楽園の炎
朱夏も父親である炎駒と打ち解けたのは、つい最近のことである。
母のことは記憶にないぐらいだし、炎駒は忙しかったから、構ってもらうこともなかった。

だが、葵や桂枝がいたし、憂杏もよく遊んでくれた。
だから、寂しくもなかったし、変にいじけることもなかったのだ。

「そう考えれば、お気の毒と言えなくもないですが。そういう育ちだから、全てが許されると思うと大間違いです。なまじ、れっきとした第二皇子である、ということが、今までの我々の枷になっておりました。下手に罰せられない、ということが、ますますアリンダ様を増長させてしまったのです。けれど、おそらく今回は、相応の罰を下されますわよ」

考えると、鬱々としてしまう。
夕星との結婚のためにこの国に来たはずなのに、その前に皇家の者の処断という暗い出来事が横たわっている。

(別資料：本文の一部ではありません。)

PR #46, opened 2020-05-02
add new properties to customize popupmenucontroller and drawercontroller colors

harrieshin:
Instead of forcing clients to override the sdk static color variable to change the colors of popupmenucontroller or drawer controller, add new properties for clients to change the colors of the instance of those classes.

Before | After
------------ | -------------
Screen Shot 2020-05-01 at 4 40 47 PM|Simulator Screen Shot - iPhone Xʀ - 2020-05-06 at 17 09 58

### DIFF
--- a/ios/FluentUI.Demo/FluentUI.Demo/Demos/PopupMenuDemoController.swift
+++ b/ios/FluentUI.Demo/FluentUI.Demo/Demos/PopupMenuDemoController.swift
@@ -140,7 +140,7 @@ class PopupMenuDemoController: DemoController {
             PopupMenuItem(image: UIImage(named: "3-day-view-24x24"), title: "3-Day", isEnabled: false, isSelected: calendarLayout == .threeDay, onSelected: { self.calendarLayout = .threeDay })
         ]
 
-        let menuBackgroundColor = UIColor(red: 0.2, green: 0.2, blue: 0.2, alpha: 1.0)
+        let menuBackgroundColor: UIColor = .darkGray
 
         for item in items {
             item.titleColor = .white
@@ -154,7 +154,7 @@ class PopupMenuDemoController: DemoController {
 
         controller.backgroundColor = menuBackgroundColor
         controller.resizingHandleViewBackgroundColor = menuBackgroundColor
-        controller.separatorColor = UIColor(red: 0.3333333333, green: 0.3333333333, blue: 0.3333333333, alpha: 1.0)
+        controller.separatorColor = .lightGray
 
         present(controller, animated: true)
     }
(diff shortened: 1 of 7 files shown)


ios/FluentUI/Drawer/DrawerController.swift
```diff
@@ -120,6 +120,12 @@ open class DrawerController: UIViewController {
         case popover
     }
 
+    @objc open var backgroundColor: UIColor = Colors.Drawer.background {
```
markavitale, line 123: Each of these public properties should have `///` documentation.

ios/FluentUI.Demo/FluentUI.Demo/Demos/PopupMenuDemoController.swift
```diff
@@ -129,4 +130,32 @@ class PopupMenuDemoController: DemoController {
...
+            item.imageSelectedColor = .white
+            item.accessoryCheckmarkColor = .white
+            item.backgroundColor = menuBackgroundColor
+        }
+
+        controller.addItems(items)
+
+        controller.backgroundColor = menuBackgroundColor
+        controller.resizingHandleViewBackgroundColor = menuBackgroundColor
+        controller.separatorColor = UIColor(red: 0.3333333333, green: 0.3333333333, blue: 0.3333333333, alpha: 1.0)
```
markavitale, line 157: Any reason not to use [opaqueSeparatorColor](https://developer.apple.com/documentation/uikit/uicolor/3173133-opaqueseparatorcolor?language=objc)?

ios/FluentUI/Popup Menu/PopupMenuController.swift
```diff
@@ -66,6 +66,17 @@ open class PopupMenuController: DrawerController {
...
         return height
     }
+
+    open override var backgroundColor: UIColor {
+        get {
+            return super.backgroundColor
+        }
+        set {
+            super.backgroundColor = newValue
+            tableView.backgroundColor = newValue
```
markavitale, line 76: Any reason not to handle that with a didSet instead of overriding the getter and setter?

ios/FluentUI.Demo/FluentUI.Demo/Demos/PopupMenuDemoController.swift
markavitale: (If Fluent wants a different color, that's fine, but this is in the test code and is hardcoded)

harrieshin: i don't care either way. i was just copying from PDFkit's codebase.

harrieshin: opaqueSeparatorColor is only iOS 13 so i probably use just lightGray or something else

俯いた朱夏を元気づけるように、葵が、ぽんと頭に手を置いた。

「何であれ、今回のことは許されることじゃない。今までのことも含めて、まとめて罰が下るだろう。仕方ないさ。やったことは事実だからね。後は皇帝陛下にお任せして、朱夏はいつも通りに過ごすのが一番だよ。僕も暇を見つけて、近衛隊の訓練に出るようにしよう。うかうかしてたら、もう朱夏の足元にも及ばなくなってしまうからね」

あはは、と明るく笑って、葵は部屋を出ていった。